In 1997, Pack authored a book, Women's Wire Web Directory, to help women navigate online spaces and to get them involved in Women's WIRE. By 1999, they were supported by sponsors including Microsoft, Toyota, IBM, Hallmark and Bloomberg. Early in 1999, Women.com also took over HomeArts.com, part of Hearst Corporation.

In 1999, however, stock prices fell significantly in the dot-com crash, and Women.com was purchased by iVillage in 2001. The purchase deal, which included cash and stock, was worth $47 million and merged Women.com and iVillage. The merger itself created "the world's largest and most comprehensive destination for women on the web" at the time.

== Content ==
Women's WIRE was developed to "become an international communications network focused on women's issues." Content on the site changed frequently to keep readers interested. The site had "pleasing but spare graphics," according to Entertainment Weekly in 1996, and it loaded quickly. Sections of the site included questions from readers. Women's WIRE provided links to job listings also provided sources that could help women develop their careers and job hunting skills. The site was also known for having a sense of humor about the topics that it covered. As the 1996 Summer Olympic Games came up, Women's WIRE joined with Women's Sports + Fitness to provided coverage of the event and also included articles about fitness, training and sports. Women's WIRE, now known as Women.com, had continued to expand their range of content in 1999 in order to bring in more visitors to the site. Women.com had exclusive partnerships to display material from Hearst magazines. Women.com also added content from Harlequin Books to their site in 1999. Plans to allow users to purchase books direction from the publisher through Women.com were also underway. By 2000, there were over 100,000 pages of content provided by Women.com. They also offered newsletters and the ability for users to create their own homepage.

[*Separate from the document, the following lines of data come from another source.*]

PR #341, opened 2022-07-26
[sdk/javascript]: add VotingKeysGenerator

Jaguar0625:
problem: JS sdk doesn't have voting keys generator but PY sdk does
solution: add voting keys generator to JS sdk to achieve parity


sdk/javascript/test/symbol/resources/voting_keys_generator_test_vectors.yaml
```diff
@@ -0,0 +1,20 @@
+- name: test_vector_1
```
Jaguar0625, line 1: right now this file is duplicated between JS + PY sdks because it is used by unit tests. not sure what to do with it? we could move to testvectors and symlink perhaps?

@gimre-xymcity ?

sdk/javascript/src/symbol/VotingKeysGenerator.js
```diff
@@ -0,0 +1,65 @@
...
+
+		const view = new DataView(buffer);
+		view.setBigUint64(0, BigInt(startEpoch), true);
+		view.setBigUint64(8, BigInt(endEpoch), true);
+		view.setBigUint64(16, 0xFFFFFFFFFFFFFFFFn, true);
+		view.setBigUint64(24, 0xFFFFFFFFFFFFFFFFn, true);
+
+		setBuffer(view, 32, this.rootKeyPair.publicKey.bytes);
+		view.setBigUint64(64, BigInt(startEpoch), true);
+		view.setBigUint64(72, BigInt(endEpoch), true);
```
gimre-xymcity, line 43: hmm, maybe we should ad comment here, what this fields are
(or some simple in-code explanation/ascii-drawing of how the format looks like)

sdk/javascript/test/symbol/resources/voting_keys_generator_test_vectors.yaml
gimre-xymcity: hmm, looking at it, I think we should just move that part into testvectors, and run it as a part of all.js/all.py
(read: it doesn't really feel like a unit test, does it?)

not :100: sure, what do you think?

gimre-xymcity (approved):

Additionally, Women's WIRE provided a sense of community to users. It was a place where women could share their concerns and find advice about their problems from other women. Resources relating to help for domestic abuse were also available. Women were able to mobilize politically through Women's WIRE, sharing information and encouraging women to call politicians. The site was more radical early on, reflecting the preferences of co-founder Nancy Rhine, who wanted to emphasize community and feminist principles.

== Technology ==
When Women's WIRE started, it was a subscriber-based online service with around 1,300 subscribers. Women's WIRE was initially run on software called First Class BBS. Women logged in either using a local number in San Francisco or used telnet. If users needed help connecting to Women's WIRE, they could receive support from their own customer service. In 1994, Rhine and co-founder Ellen Pack had to make a decision about moving to the World Wide Web. In October 1995, Women's WIRE switched over to CompuServe. Women's WIRE was now on version 2.6 and users could access the site using a diskette and CompuServe. Version 2.6 provided client access via CompuServe and a dial-up connection. Women using version 2.6 had access to email, chat rooms, newswires and more. In 1996, Women's WIRE moved away from a bulletin board service and encouraged subscribers to join a forum set up on CompuServe. Visitors could also go the web address Women.com to access content.